What is needed. Report the number of lines in the entries below that include the word "NVTETensor", and nothing else.

Extracted entries.
PR #2014, opened 2025-07-30
Dropout with 8-bit RNG

vasunvidia:
# Description

Fixes # (issue)

## Type of change

- [ ] Infra/Build change
- [ ] Code refactoring

## Changes

- Change A
- Change B

# Checklist:

### DIFF
--- a/tests/pytorch/test_fusible_ops.py
+++ b/tests/pytorch/test_fusible_ops.py
@@ -1749,7 +1749,7 @@ class TestBasicOps:
         torch.testing.assert_close(y_test, y_ref, **tols)
         torch.testing.assert_close(dx_test, x_ref.grad, **tols)
 
-    @pytest.mark.parametrize("prob", (0.1, 0.5, 0.75))
+    @pytest.mark.parametrize("prob", (0.0625, 0.5, 0.75))
     @pytest.mark.parametrize("is_training", (True, False))
     @pytest.mark.parametrize("quantization", (None, "fp8_current_scaling"))
     @pytest.mark.parametrize("shape", ((101,), (2, 4, 16), (64, 64)))
--- a/tests/pytorch/test_fusible_ops.py
+++ b/tests/pytorch/test_fusible_ops.py
@@ -1817,7 +1817,9 @@ class TestBasicOps:
         if is_training:
             prob_observed = 1 - torch.count_nonzero(y_test).item() / y_test.numel()
             z_score = (prob_observed - prob) / math.sqrt(prob * (1 - prob) / y_test.numel())
-            assert abs(z_score) < 2.5758, "Number of zeros is outside 99% confidence interval"
+            assert (
+                abs(z_score) < 2.5758
+            ), f"Number of zeros is outside 99% confidence interval ({prob=}, {prob_observed=})"
 
 
 class TestFusedOps:
--- a/tests/pytorch/test_fusible_ops.py
+++ b/tests/pytorch/test_fusible_ops.py
@@ -1752,7 +1752,7 @@ class TestBasicOps:
     @pytest.mark.parametrize("prob", (0.0625, 0.5, 0.75))
     @pytest.mark.parametrize("is_training", (True, False))
     @pytest.mark.parametrize("quantization", (None, "fp8_current_scaling"))
-    @pytest.mark.parametrize("shape", ((101,), (2, 4, 16), (64, 64)))
+    @pytest.mark.parametrize("shape", ((101,), (2, 4, 16), (128, 128)))
     @pytest.mark.parametrize("dtype", _dtypes)
     def test_dropout(
         self,
@@ -1770,6 +1770,7 @@ class TestBasicOps:
         maybe_skip_quantization(quantization, dims=shape, device=device)
 
         # Random data
+        # Note: Shift values to make sure inputs are non-zero
         x_ref, x_test = make_reference_and_test_tensors(
             shape,
             quantization=quantization,
@@ -1777,6 +1778,9 @@ class TestBasicOps:
             test_device=device,
             test_is_quantized=quantized_input,
         )
+        with torch.no_grad():
+            x_test += 1
+            x_ref.copy_(x_test)
         dy_ref, dy_test = make_reference_and_test_tensors(
             shape,
             test_dtype=dtype,
--- a/tests/pytorch/test_fusible_ops.py
+++ b/tests/pytorch/test_fusible_ops.py
@@ -1751,23 +1751,38 @@ class TestBasicOps:
 
     @pytest.mark.parametrize("prob", (0.1, 0.5, 0.75))
     @pytest.mark.parametrize("is_training", (True, False))
-    @pytest.mark.parametrize("shape", ((101,), (2, 4, 16)))
+    @pytest.mark.parametrize("quantization", (None, "fp8_current_scaling"))
+    @pytest.mark.parametrize("shape", ((101,), (2, 4, 16), (64, 64)))
     @pytest.mark.parametrize("dtype", _dtypes)
     def test_dropout(
         self,
         *,
         prob: float,
         is_training: bool,
+        quantization: Optional[str],
         shape: Iterable[int],
         dtype: torch.dtype,
         device: torch.device = "cuda",
     ):
 
+        # Skip invalid configurations
+        quantized_input = quantization is not None
+        maybe_skip_quantization(quantization, dims=shape, device=device)
+
         # Random data
-        x_ref = torch.rand(shape, dtype=dtype, device=device) + 0.5
-        x_test = x_ref.clone().requires_grad_()
-        dy_ref = torch.rand(shape, dtype=dtype, device=device) + 0.5
-        dy_test = dy_ref.clone()
+        x_ref, x_test = make_reference_and_test_tensors(
+            shape,
+            quantization=quantization,
+            test_dtype=dtype,
+            test_device=device,
+            test_is_quantized=quantized_input,
+        )
+        dy_ref, dy_test = make_reference_and_test_tensors(
+            shape,
+            test_dtype=dtype,
+            test_device=device,
+            requires_grad=False,
+        )
 
         # Apply dropout
         op = te_ops.Dropout(prob)
@@ -1775,17 +1790,20 @@ class TestBasicOps:
             op.train()
         else:
             op.eval()
-        y = op(x_test)
-        y.backward(dy_test)
+        y_test = op(x_test)
+        y_test.backward(dy_test)
 
         # Check values
+        y_test = y_test.to(dtype=torch.float64, device="cpu")
+        dx_test = x_test.grad.to(dtype=torch.float64, device="cpu")
         if is_training:
-            mask = ((y != 0) / (1 - prob)).to(dtype=dtype)
-            torch.testing.assert_close(y, x_ref * mask)
-            torch.testing.assert_close(x_test.grad, dy_ref * mask)
+            tols = dtype_tols(dtype)
+            mask = ((y_test != 0) / (1 - prob)).to(dtype=dtype)
+            torch.testing.assert_close(y_test, x_ref * mask, **tols)
+            torch.testing.assert_close(dx_test, dy_ref * mask, **tols)
         else:
-            torch.testing.assert_close(y, x_ref, rtol=0, atol=0)
-            torch.testing.assert_close(x_test.grad, dy_ref, rtol=0, atol=0)
+            torch.testing.assert_close(y_test, x_ref, rtol=0, atol=0)
+            torch.testing.assert_close(dx_test, dy_ref, rtol=0, atol=0)
 
         # Hypothesis testing for number of zeros
         # Note: A Bernoulli random variable with probability p has
@@ -1797,8 +1815,8 @@ class TestBasicOps:
         # p-value is less than 1% and we assume that the dropout
         # distribution is incorrect.
         if is_training:
-            prob_observed = 1 - torch.count_nonzero(y).item() / y.numel()
-            z_score = (prob_observed - prob) / math.sqrt(prob * (1 - prob) / y.numel())
+            prob_observed = 1 - torch.count_nonzero(y_test).item() / y_test.numel()
+            z_score = (prob_observed - prob) / math.sqrt(prob * (1 - prob) / y_test.numel())
             assert abs(z_score) < 2.5758, "Number of zeros is outside 99% confidence interval"
 
 
--- a/transformer_engine/common/dropout/dropout.cu
+++ b/transformer_engine/common/dropout/dropout.cu
@@ -1,5 +1,5 @@
 /*************************************************************************
- * Copyright (c) 2025, NVIDIA CORPORATION & AFFILIATES. All rights reserved.
+ * Copyright (c) 2022-2025, NVIDIA CORPORATION & AFFILIATES. All rights reserved.
  *
  * See LICENSE for license information.
  ************************************************************************/
--- a/transformer_engine/common/dropout/dropout.cu
+++ b/transformer_engine/common/dropout/dropout.cu
@@ -25,11 +25,11 @@ constexpr size_t rng_chunk_size = 16;
 constexpr size_t block_size = 128;
 
 // Vector class to help with vectorized memory accesses
-template <typename T, size_t size>
+template <typename T, size_t kSize>
 union Vector {
-  using StorageType = typename BytesToType<sizeof(T) * size>::Type;
+  using StorageType = typename BytesToType<sizeof(T) * kSize>::Type;
   StorageType storage;
-  T entries[size];
+  T entries[kSize];
 };
 
 /* Byte-wise less-than comparison
--- a/transformer_engine/common/dropout/dropout.cu
+++ b/transformer_engine/common/dropout/dropout.cu
@@ -209,8 +209,6 @@ void dropout_fwd(const Tensor &input, Tensor &output, Tensor &mask, Tensor &rng_
              dropout_probability, ").");
   const float scale = 1 / (1 - dropout_probability);
   const uint8_t prob_uint8 = static_cast<uint8_t>(std::floor(dropout_probability * 256));
-  NVTE_CHECK(prob_uint8 == dropout_probability * 256, "Dropout probability (", dropout_probability,
-             ") is not representable in 8 bits");
   uint32_t prob4 = prob_uint8;
   prob4 = (prob4 << 8) | prob4;
   prob4 = (prob4 << 16) | prob4;
--- a/transformer_engine/common/dropout/dropout.cu
+++ b/transformer_engine/common/dropout/dropout.cu
@@ -1,0 +1,356 @@
+/*************************************************************************
+ * Copyright (c) 2025, NVIDIA CORPORATION & AFFILIATES. All rights reserved.
+ *
+ * See LICENSE for license information.
+ ************************************************************************/
+
+#include "transformer_engine/dropout.h"
+
+#include <algorithm>
+#include <cmath>
+
+#include <curand.h>
+#include <curand_kernel.h>
+#include <curand_philox4x32_x.h>
+
+#include "../common.h"
+
+namespace transformer_engine {
+namespace {
+
+struct ull2 {
+  uint64_t x;
+  uint64_t y;
+};
+
+inline __device__ uint16_t packed_le_8bit(unsigned A, unsigned B) {
+  unsigned T = A & 0x7F7F7F7F;
+  unsigned D = B | 0x80808080;
+  D = -T + D;
+  T = (A ^ B) | 0x7F7F7F7F;
+  D = ~(T ^ D);
+  asm("lop3.b32 %0, %1, %2, %3, 0x4d;\n\t" : "=r"(D) : "r"(A), "r"(B), "r"(D));
+  D = D & 0x80808080;
+  T = (D & 0x0000FFFF) | (D >> 17);
+  return T;
+}
+
+template <typename T>
+__global__ void dropout_kernel_fwd_f16(const T *input,
+                                       T *output,
+                                       uint16_t *mask,
+                                       int64_t *rng_state,
+                                       int n_rng_blocks,
+                                       unsigned p_dropout_in_uint32_t,
+                                       float inv_prob) {
+  int tid = (blockIdx.y * gridDim.x + blockIdx.x) * blockDim.x + threadIdx.x;
+  int num_threads = gridDim.y * gridDim.x * blockDim.x;
+  uint16_t result = 0;
+  size_t ofs = tid;
+  curandStatePhilox4_32_10_t state;
+  curand_init(rng_state[0], ofs, rng_state[1], &state);
+  ull2 input8;
+  const ull2 *gmem_input_ptr = reinterpret_cast<const ull2 *>(input);
+  ull2 *gmem_output_ptr = reinterpret_cast<ull2 *>(output);
+
+  while (tid < n_rng_blocks) {
+    uint4 random_uint4 = curand4(&state);
+    result = packed_le_8bit(random_uint4.x, p_dropout_in_uint32_t);
+    result |= packed_le_8bit(random_uint4.y, p_dropout_in_uint32_t) >> 2;
+    result |= packed_le_8bit(random_uint4.z, p_dropout_in_uint32_t) >> 4;
+    result |= packed_le_8bit(random_uint4.w, p_dropout_in_uint32_t) >> 6;
+
+    uint16_t result_copy = result;
+#pragma unroll
+    for (int j = 0; j < 2; j++) {
+      input8 = gmem_input_ptr[tid * 2 + j];
+      T *input_h_8 = reinterpret_cast<T *>(&input8);
+
+#pragma unroll
+      for (int i = 0; i < 8; i++) {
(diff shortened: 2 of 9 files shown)


tests/pytorch/test_fusible_ops.py
```diff
@@ -1753,7 +1753,8 @@ def test_dropout(
         else:
             op.eval()
         y = op(x_test)
-        y.backward(dy_test)
+        if is_training:
+            y.backward(dy_test)
```
timmoon10: [Eval mode does not disable autograd](https://docs.pytorch.org/docs/stable/notes/autograd.html#evaluation-mode-nn-module-eval), e.g. if the model is being fine-tuned.
```suggestion
        y.backward(dy_test)
```

tests/pytorch/test_fusible_ops.py
```diff
@@ -1728,8 +1728,8 @@ def test_constant_scale(
 
     @pytest.mark.parametrize("prob", (0.1, 0.5, 0.75))
     @pytest.mark.parametrize("is_training", (True, False))
-    @pytest.mark.parametrize("shape", ((101,), (2, 4, 16)))
-    @pytest.mark.parametrize("dtype", _dtypes)
+    @pytest.mark.parametrize("shape", ((4096, 4096), (1024, 1024)))
+    @pytest.mark.parametrize("dtype", (torch.half, torch.bfloat16))
```
timmoon10: FP32 is TE's default dtype, so we should support it, even if it's suboptimal.
```suggestion
    @pytest.mark.parametrize("dtype", _dtypes)
```

tests/pytorch/test_fusible_ops.py
```diff
@@ -1773,10 +1773,61 @@ def test_dropout(
...
         # p-value is less than 1% and we assume that the dropout
         # distribution is incorrect.
-        if is_training:
-            prob_observed = 1 - torch.count_nonzero(y).item() / y.numel()
-            z_score = (prob_observed - prob) / math.sqrt(prob * (1 - prob) / y.numel())
-            assert abs(z_score) < 2.5758, "Number of zeros is outside 99% confidence interval"
+        # if is_training:
+        #    prob_observed = 1 - torch.count_nonzero(y).item() / y.numel()
+        #    z_score = (prob_observed - prob) / math.sqrt(prob * (1 - prob) / y.numel())
+        #    assert abs(z_score) < 2.5758, "Number of zeros is outside 99% confidence interval"
```
timmoon10: There's a correctness bug if this test is failing:
```suggestion
        if is_training:
           prob_observed = 1 - torch.count_nonzero(y).item() / y.numel()
           z_score = (prob_observed - prob) / math.sqrt(prob * (1 - prob) / y.numel())
           assert abs(z_score) < 2.5758, "Number of zeros is outside 99% confidence interval"
```

tests/pytorch/test_fusible_ops.py
```diff
@@ -1728,8 +1728,8 @@ def test_constant_scale(
 
     @pytest.mark.parametrize("prob", (0.1, 0.5, 0.75))
     @pytest.mark.parametrize("is_training", (True, False))
-    @pytest.mark.parametrize("shape", ((101,), (2, 4, 16)))
-    @pytest.mark.parametrize("dtype", _dtypes)
+    @pytest.mark.parametrize("shape", ((4096, 4096), (1024, 1024)))
```
timmoon10: How difficult is it to support arbitrary dimensions, even suboptimally?

tests/pytorch/test_fusible_ops.py
```diff
@@ -1773,10 +1773,61 @@ def test_dropout(
...
+        # if is_training:
+        #    prob_observed = 1 - torch.count_nonzero(y).item() / y.numel()
+        #    z_score = (prob_observed - prob) / math.sqrt(prob * (1 - prob) / y.numel())
+        #    assert abs(z_score) < 2.5758, "Number of zeros is outside 99% confidence interval"
+
+    @pytest.mark.parametrize("prob", (0.1, 0.5, 0.75))
+    @pytest.mark.parametrize("is_training", (True,))
+    @pytest.mark.parametrize("shape", ((4096, 4096), (1024, 1024)))
+    @pytest.mark.parametrize("dtype", (torch.half, torch.bfloat16))
+    def test_dropout_fp8(
```
timmoon10: I'd prefer including FP8 options in `test_dropout` instead of making a new test function.

transformer_engine/pytorch/ops/basic/dropout.py
```diff
@@ -25,9 +26,10 @@ class Dropout(BasicOperation):
 
     """
 
-    def __init__(self, p: float) -> None:
+    def __init__(self, p: float, otype: Optional[torch.dtype] = None) -> None:
```
timmoon10: This name is non-standard. Most PyTorch ops would name this `dtype`:
```suggestion
    def __init__(self, p: float, dtype: Optional[torch.dtype] = None) -> None:
```
Better yet, could we deduce based on the `Float8Tensor`'s dtype?

transformer_engine/common/dropout/dropout.cu
```diff
@@ -0,0 +1,284 @@
+/*************************************************************************
+ * Copyright (c) 2025, NVIDIA CORPORATION & AFFILIATES. All rights reserved.
+ *
+ * See LICENSE for license information.
+ ************************************************************************/
+
+#include <curand.h>
+#include <curand_kernel.h>
+#include <curand_philox4x32_x.h>
```
timmoon10, line 9: If we add cuRAND as a dependency, we may need to add logic to manually load `libcurand.so`, similar to how we load `libcublas.so`:
https://github.com/NVIDIA/TransformerEngine/blob/858755c0c3898d5bc971fcec031b26ff26e7e4fb/transformer_engine/common/__init__.py#L306-L307
This is because users might not have the CUDA Toolkit installed, but rather install CUDA libs with [Pip](https://pypi.org/project/nvidia-curand-cu12/).

We should also make sure cuRAND is linked during the build process: https://github.com/NVIDIA/TransformerEngine/blob/dbdedd30ef5cd78ccbf3c44774b72a2633c1880f/transformer_engine/common/CMakeLists.txt#L120-L123

transformer_engine/common/include/transformer_engine/dropout.h
```diff
@@ -0,0 +1,60 @@
...
+ *  \param[out]    output           Output tensor.
+ *  \param[out]    mask             Mask tensor.
+ *  \param[in]     rng_state        RNG engine inputs.
+ *  \param[in]     dropout_probability Dropout probability.
+ *  \param[in]     stream           CUDA stream used for this operation.
+ */
+void nvte_dropout_fwd(NVTETensor input, NVTETensor output, NVTETensor mask, NVTETensor rng_state,
+                      float dropout_probability, cudaStream_t stream);
+
+/*!  \brief Dropout forward kernel with FP8 input.
```
timmoon10:
```suggestion
/*!  \brief Dropout forward kernel with FP8 input and high-precision output.
```

transformer_engine/common/include/transformer_engine/dropout.h
```diff
@@ -0,0 +1,60 @@
...
+ *
+ *  \param[in]     input            Input tensor (FP8).
+ *  \param[out]    output           Output tensor (dequantized to FP16/BF16).
+ *  \param[out]    mask             Mask tensor.
+ *  \param[in]     rng_state        RNG engine inputs.
+ *  \param[in]     dropout_probability Dropout probability.
+ *  \param[in]     stream           CUDA stream used for this operation.
+ */
+void nvte_dropout_fwd_fp8(NVTETensor input, NVTETensor output, NVTETensor mask,
```
timmoon10: Most of TE's FP8 functions have high precision input and FP8 output. This function is doing something unusual, so we should give it a more explicit name:
```suggestion
void nvte_dropout_fwd_dequantize_fp8(NVTETensor input, NVTETensor output, NVTETensor mask,
```
Also, this function is redundant with `nvte_dropout_fwd`, at least in principle. We could make that function check the inputs and outputs, and call a different kernel if the input is FP8 and the output is high precision.

transformer_engine/common/include/transformer_engine/dropout.h
```diff
@@ -0,0 +1,60 @@
+/*************************************************************************
+ * Copyright (c) 2025, NVIDIA CORPORATION & AFFILIATES. All rights reserved.
+ *
+ * See LICENSE for license information.
+ ************************************************************************/
+
+/*! \file dropout.h
+ *  \brief Enums and functions for fused attention.
```
timmoon10:
```suggestion
 *  \brief Functions for dropout.
```

transformer_engine/common/include/transformer_engine/dropout.h
```diff
@@ -0,0 +1,60 @@
...
+ */
+
+#ifndef TRANSFORMER_ENGINE_DROPOUT_FP8_H_
+#define TRANSFORMER_ENGINE_DROPOUT_FP8_H_
+
+#include "stdint.h"
```
timmoon10: I don't see anything in this header that needs anything from `stdint.h`. It is good C++ practice to only ["include what you use"](https://github.com/include-what-you-use/include-what-you-use/blob/master/docs/WhyIWYU.md).
```suggestion
```

transformer_engine/pytorch/csrc/extensions.h
```diff
@@ -242,6 +242,19 @@ std::vector<py::object> dbias_dqgelu(const at::Tensor &grad_output, const at::Te
...
                                      py::handle quantizer);
 
+/***************************************************************************************************
+ * Dropout
+ **************************************************************************************************/
+
+std::vector<py::object> dropout_fwd(const at::Tensor &input, const float dropout_probability,
+                                    const bool is_training);
+
+std::vector<py::object> dropout_fwd_fp8(const py::handle &input, at::Tensor &output,
```
timmoon10: `dropout_fwd_fp8` makes me think the output is FP8:
```suggestion
std::vector<py::object> dropout_fwd_dequantize_fp8(const py::handle &input, at::Tensor &output,
```

transformer_engine/pytorch/csrc/extensions/dropout.cpp
```diff
@@ -0,0 +1,133 @@
...
+  const int rng_block_size = 16;
+  int numel = input.numel();
+
+  // Allocate output tensor
+  std::vector<int> output_shape;
+  for (auto s : input.sizes()) {
+    output_shape.emplace_back(static_cast<int>(s));
+  }
+  auto output = allocateTorchTensor(output_shape[0], output_shape[1], input_tensor.dtype());
+  //auto output = at::empty(output_shape, input_tensor.dtype());
```
janekb04: Why are there some commented out lines of code?

transformer_engine/pytorch/csrc/extensions/dropout.cpp
```diff
@@ -0,0 +1,133 @@
...
+  auto output_tensor = makeTransformerEngineTensor(output);
+
+  // Allocate mask tensor
+  std::vector<size_t> mask_shape{input.numel() / 16};
+  auto mask = allocateTorchTensor(mask_shape[0], DType::kInt16);
+  //auto mask = at::empty(mask_shape, at::CUDA(at::kUInt16));
```
janekb04: Why are there some commented out lines of code?

transformer_engine/pytorch/csrc/extensions/dropout.cpp
```diff
@@ -0,0 +1,133 @@
...
+  auto input_tensor = makeTransformerEngineTensor(input, none);
+  const int rng_block_size = 16;
+  auto input_shape = input_tensor.shape();
+  int numel = input_shape.data[0] * input_shape.data[1];
+
+  auto output_tensor = makeTransformerEngineTensor(output);
+  // Allocate mask tensor
+  std::vector<size_t> mask_shape{numel / 16};
+  auto mask = allocateTorchTensor(mask_shape[0], DType::kInt16);
+  //auto mask = at::empty(mask_shape, at::CUDA(at::kUInt16));
```
janekb04: Why are there some commented out lines of code?

transformer_engine/pytorch/ops/basic/dropout.py
```diff
@@ -38,21 +40,39 @@ def op_forward(
...
+            assert not isinstance(
+                input_, Float8TensorBase
+            ), "fp8 dropout does not support non-training mode"
         # Save context for backward
         if ctx.requires_grad:
             ctx.save_for_backward(mask)
-            ctx.is_training = is_training
-
+            ctx.dropout_probability = self.dropout_probability
+            # ctx.is_training = is_training
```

Solution to the problem. 3